Land sales come with controversies

It took a year, but Baltimore County government now can sell three parcels of land to private companies.
One of the properties is in Randallstown. It was the least controversial of the bunch.
Under County Executive Kevin Kamenetz's proposal, unanimously approved by the County Council this month, the police substation on Liberty Road - near Offutt Road - was sold for $275,000 to Genesis HealthCare, which runs a 160-bed, skilled nursing facility next to and behind the substation.
Genesis plans to demolish the 50-year-old building - originally the Randallstown Post Office - and replace it with much-needed parking for its nursing home.
It's a win-win solution, part of the county executive's effort to make local government "innovative, responsible and efficient."
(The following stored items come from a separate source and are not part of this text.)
PR #826, opened 2026-07-16
OPT-1179: Make source discovery revisioned and self-healing

PORTALSURFER:
## Goal

Make source discovery authoritative, ordered, and self-healing so downstream readiness never starts from pre-commit watcher hints and missed filesystem events eventually converge.

## Scope and non-goals

- Publish a monotonic committed source revision with structured created, changed, moved, and deleted identity deltas from full scans, targeted sync, deferred hashing, and audits.
- Refresh browser projection and wake readiness only after the authoritative source transaction commits.
- Exactly hash existing targeted files, including same-size/mtime-preserving edits, while keeping new large-file hashing owned by the source-processing supervisor.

The county not only gets $275,000 to upgrade Randallstown public schools, it can terminate two leases and move the police substation into a former car dealership on Liberty Road that's been renovated for the county's Vehicle Operation and Management agency.
There's space there for the police, too, giving law enforcement officers roomy and modern digs.
As a bonus, the old substation site goes onto the tax rolls. It will produce property tax revenue year after year from Genesis.
There was no community opposition to this common-sense, cost-efficient move.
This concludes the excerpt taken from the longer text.